CryoAI: Fast Reconstruction of Poses and 3D Molecular Volumes for Cryo-EM | ECCV 2022

A. Levy*, F. Poitevin*, J. Martel*, Y. Nashed, A. Peck, N. Miolane, D. Ratner, M. Dunne, G. Wetzstein

Amortized Inference of Poses for Ab Initio Reconstruction of 3D Molecular Volumes from Real Cryo-EM Images.

ABSTRACT

Cryo-electron microscopy (cryo-EM) has become a tool of fundamental importance in structural biology, helping us understand the basic building blocks of life. The algorithmic challenge of cryo-EM is to jointly estimate the unknown 3D poses and the 3D electron scattering potential of a biomolecule from millions of extremely noisy 2D images. Existing reconstruction algorithms, however, cannot easily keep pace with the rapidly growing size of cryo-EM datasets due to their high computational and memory cost. We introduce cryoAI, an ab initio reconstruction algorithm for homogeneous conformations that uses direct gradient-based optimization of particle poses and the electron scattering potential from single-particle cryo-EM data. CryoAI combines a learned encoder that predicts the poses of each particle image with a physics-based decoder to aggregate each particle image into an implicit representation of the scattering potential volume. This volume is stored in the Fourier domain for computational efficiency and leverages a modern coordinate network architecture for memory efficiency.

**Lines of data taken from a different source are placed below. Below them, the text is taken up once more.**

PR #1149, opened 2020-12-05
Remove about:blank initial page load from WebViewAuthorizationFragment

iambmelt:
Impetus:
https://portal.microsofticm.com/imp/v3/incidents/details/212200669/home

Current behavior:
- After creating the `WebView` in `onCreateView()`, `about:blank` is loaded -- it is unclear why this is being done...
- When handling `onBackPressed()` events, this page _should_ be factored in when determining if the hosting `Activity` is being dismissed or not however, this seems to not be totally reliable as I can intermittently 'back' onto this blank screen
- Reference incident ID: `UBT8DZ5P` for incorrect behavior

New behavior:
- Don't load `about:blank` -- this view would have just been created, as `onCreateView()` is at the beginning of the lifecycle (see graphic below)
- Remove this `-2` history check and go `goBack()` if possible or `cancel()` if you can't
- Reference incident ID: `S57C2G76` for correct behavior

image

>Note: I'm not clear on what the original purpose of this `about:blank` page load was, it does not seem to serve a purpose and the accompanying comment is too vague for me to determine what issue it's trying to solve

### DIFF
--- a/common/src/main/java/com/microsoft/identity/common/internal/providers/oauth2/WebViewAuthorizationFragment.java
+++ b/common/src/main/java/com/microsoft/identity/common/internal/providers/oauth2/WebViewAuthorizationFragment.java
@@ -148,8 +148,6 @@ public class WebViewAuthorizationFragment extends AuthorizationFragment {
         mWebView.post(new Runnable() {
             @Override
             public void run() {
-                // load blank first to avoid error for not loading webView
-                mWebView.loadUrl("about:blank");
                 Logger.info(TAG + methodName, "Launching embedded WebView for acquiring auth code.");
                 Logger.infoPII(TAG + methodName, "The start url is " + mAuthorizationRequestUrl);
                 mWebView.loadUrl(mAuthorizationRequestUrl, mRequestHeaders);
@@ -171,18 +169,14 @@ public class WebViewAuthorizationFragment extends AuthorizationFragment {
     @Override
     public boolean onBackPressed() {
         Logger.info(TAG, "Back button is pressed");
-        if (null != mWebView && mWebView.canGoBack()) {
-            // User should be able to click back button to cancel. Counting blank page as well.
-            final int BACK_PRESSED_STEPS = -2;
-            if (!mWebView.canGoBackOrForward(BACK_PRESSED_STEPS)) {
-                cancelAuthorization(true);
-            } else {
-                mWebView.goBack();
-            }
-            return true;
+
+        if (mWebView.canGoBack()) {
+            mWebView.goBack();
+        } else {
+            cancelAuthorization(true);
         }
 
-        return false;
+        return true;
     }
 
     /**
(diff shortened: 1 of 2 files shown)


iambmelt:
I will plan to produce a test-broker based on these bits for fix verification by the customer before shipping to production

iambmelt:
> I will plan to produce a test-broker based on these bits for fix verification by the customer before shipping to production

Verified correct behavior via logs in Incident ID: 7A4BACES

common/src/main/java/com/microsoft/identity/common/internal/providers/oauth2/WebViewAuthorizationFragment.java
```diff
@@ -171,18 +169,14 @@ public void run() {
...
-            // User should be able to click back button to cancel. Counting blank page as well.
-            final int BACK_PRESSED_STEPS = -2;
-            if (!mWebView.canGoBackOrForward(BACK_PRESSED_STEPS)) {
-                cancelAuthorization(true);
-            } else {
-                mWebView.goBack();
-            }
-            return true;
+
+        if (mWebView.canGoBack()) {
```
AdamBJohnsonx, line 173: We lost a null check here.  Did we need it?

common/src/main/java/com/microsoft/identity/common/internal/providers/oauth2/WebViewAuthorizationFragment.java
```diff
@@ -171,18 +169,14 @@ public void run() {
...
+            mWebView.goBack();
+        } else {
+            cancelAuthorization(true);
         }
 
-        return false;
+        return true;
```
AdamBJohnsonx, line 179: This used to return true iff we had a WebView and it could go back, false otherwise.  Do we need to?

common/src/main/java/com/microsoft/identity/common/internal/providers/oauth2/WebViewAuthorizationFragment.java
iambmelt: Nope, not sure why this was here to begin with. The view will be created as part of the Fragment's start-up lifecycle

common/src/main/java/com/microsoft/identity/common/internal/providers/oauth2/WebViewAuthorizationFragment.java
iambmelt: Nope, unclear to me why this was ever written this way -- `false` should be used by this Fragment to signal "I did not handle this event" but, if it's on-screen, there is _always_ something for this Fragment to do: either `goBack()` or self-cancel. Irrespective of which happens we should `return true`, signaling we handled the `onBackPressed()` event ourselves

AdamBJohnsonx (approved):

PR #1157, opened 2020-12-11
Sanitize error message for csv to avoid spilling to multiple lines

shahzaibj:
We don't fields in csv to span multiple lines due to newline or return characters

### DIFF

Combined with a symmetrized loss function, this framework achieves results of a quality on par with state-of-the-art cryo-EM solvers for both simulated and experimental data, one order of magnitude faster for large datasets and with significantly lower memory requirements than existing methods.

FILES

Technical paper (link to arxiv)
Source code (coming soon)

CITATION

A. Levy*, F. Poitevin*, J. Martel*, Y. Nashed, A. Peck, N. Miolane, D. Ratner, M. Dunne, G. Wetzstein, CryoAI: Amortized Inference of Poses for Ab Initio Reconstruction of 3D Molecular Volumes from Real Cryo-EM Images, European Conference on Computer Vision (ECCV) 2022

@inproceedings{Levy2022,
author = {A. Levy and F. Poitevin and J. Martel and Y. Nashed and A. Peck and N. Miolane and D. Ratner and M. Dunne and G. Wetzstein},
title = {{CryoAI: Amortized Inference of Poses for Ab Initio Reconstruction of 3D Molecular Volumes from Real Cryo-EM Images}},
booktitle = {European Conference on Computer Vision (ECCV)},
year = {2022}
}

CryoAI Overview

(a) (Top) Illustration of a cryo-EM experiment. Molecules are frozen in a random orientation and their electron scattering potential (i.e., volume) V interacts with an electron beam imaged on a detector. (Bottom) Noisy projections (i.e., particles) of V selected from the full micrograph measured by the detector. (b) Output of a reconstruction algorithm: poses and volume V. Each pose is characterized by a rotation in SO(3) (hue represents in-plane rotation) and a translation in R2 (not shown). An equipotential surface of V is shown on the right. (c) Evolution of the maximum number of images collected in one day and established and emerging state-of-the-art reconstruction methods.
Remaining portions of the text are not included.